*EXERCISE DATA*.
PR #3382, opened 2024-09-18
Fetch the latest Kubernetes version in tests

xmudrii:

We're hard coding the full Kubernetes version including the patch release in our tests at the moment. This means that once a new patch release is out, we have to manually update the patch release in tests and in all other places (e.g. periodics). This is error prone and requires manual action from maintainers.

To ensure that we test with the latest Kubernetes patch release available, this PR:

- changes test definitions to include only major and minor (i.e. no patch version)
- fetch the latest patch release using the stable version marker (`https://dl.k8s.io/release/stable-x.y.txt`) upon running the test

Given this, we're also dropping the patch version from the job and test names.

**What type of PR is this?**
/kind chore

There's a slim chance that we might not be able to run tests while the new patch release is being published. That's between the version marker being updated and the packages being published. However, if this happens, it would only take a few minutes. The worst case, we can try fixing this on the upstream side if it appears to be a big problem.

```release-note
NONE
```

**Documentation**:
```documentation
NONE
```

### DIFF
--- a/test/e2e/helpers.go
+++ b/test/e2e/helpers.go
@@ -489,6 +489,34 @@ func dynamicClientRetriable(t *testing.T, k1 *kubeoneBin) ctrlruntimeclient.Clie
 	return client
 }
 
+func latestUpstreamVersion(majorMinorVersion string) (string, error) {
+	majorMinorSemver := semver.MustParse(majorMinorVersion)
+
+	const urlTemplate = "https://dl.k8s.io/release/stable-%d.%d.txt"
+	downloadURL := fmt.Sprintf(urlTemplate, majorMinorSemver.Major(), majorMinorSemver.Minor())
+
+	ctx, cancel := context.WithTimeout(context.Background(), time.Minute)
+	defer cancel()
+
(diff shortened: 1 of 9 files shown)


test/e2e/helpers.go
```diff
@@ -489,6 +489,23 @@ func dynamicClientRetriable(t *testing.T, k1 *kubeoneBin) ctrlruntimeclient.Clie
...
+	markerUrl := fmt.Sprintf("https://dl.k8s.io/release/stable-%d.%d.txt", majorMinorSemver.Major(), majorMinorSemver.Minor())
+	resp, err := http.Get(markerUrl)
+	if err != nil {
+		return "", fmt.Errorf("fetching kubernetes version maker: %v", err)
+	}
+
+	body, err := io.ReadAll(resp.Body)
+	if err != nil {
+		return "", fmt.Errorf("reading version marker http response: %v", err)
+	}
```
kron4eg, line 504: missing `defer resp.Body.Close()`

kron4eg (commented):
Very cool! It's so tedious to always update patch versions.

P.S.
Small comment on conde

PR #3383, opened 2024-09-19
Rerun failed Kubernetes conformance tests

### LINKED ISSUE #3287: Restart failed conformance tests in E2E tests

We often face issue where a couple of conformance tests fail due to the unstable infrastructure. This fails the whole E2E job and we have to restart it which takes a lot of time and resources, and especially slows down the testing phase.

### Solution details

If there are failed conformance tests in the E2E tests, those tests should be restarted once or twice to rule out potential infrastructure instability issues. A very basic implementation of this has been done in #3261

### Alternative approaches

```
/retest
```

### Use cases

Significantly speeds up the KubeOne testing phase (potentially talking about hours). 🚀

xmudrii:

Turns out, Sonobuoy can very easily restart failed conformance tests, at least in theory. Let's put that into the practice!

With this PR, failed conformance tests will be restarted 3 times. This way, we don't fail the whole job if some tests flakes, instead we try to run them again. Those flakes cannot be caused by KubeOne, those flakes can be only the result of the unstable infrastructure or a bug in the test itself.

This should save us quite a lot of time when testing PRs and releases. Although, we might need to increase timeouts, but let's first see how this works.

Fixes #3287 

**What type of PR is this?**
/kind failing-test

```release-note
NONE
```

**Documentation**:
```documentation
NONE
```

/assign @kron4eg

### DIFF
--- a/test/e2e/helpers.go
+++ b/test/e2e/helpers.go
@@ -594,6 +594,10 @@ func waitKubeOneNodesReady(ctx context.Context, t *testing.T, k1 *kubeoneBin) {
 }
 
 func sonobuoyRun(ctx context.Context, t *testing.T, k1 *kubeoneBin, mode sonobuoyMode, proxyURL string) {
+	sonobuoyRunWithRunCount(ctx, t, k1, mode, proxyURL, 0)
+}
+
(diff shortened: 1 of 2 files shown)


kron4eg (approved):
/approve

*PROBLEM DESCRIPTION*. Please go through the data above and copy each line that has the word "unstable".

*WRITTEN SOLUTION*.
We often face issue where a couple of conformance tests fail due to the unstable infrastructure. This fails the whole E2E job and we have to restart it which takes a lot of time and resources, and especially slows down the testing phase.
With this PR, failed conformance tests will be restarted 3 times. This way, we don't fail the whole job if some tests flakes, instead we try to run them again. Those flakes cannot be caused by KubeOne, those flakes can be only the result of the unstable infrastructure or a bug in the test itself.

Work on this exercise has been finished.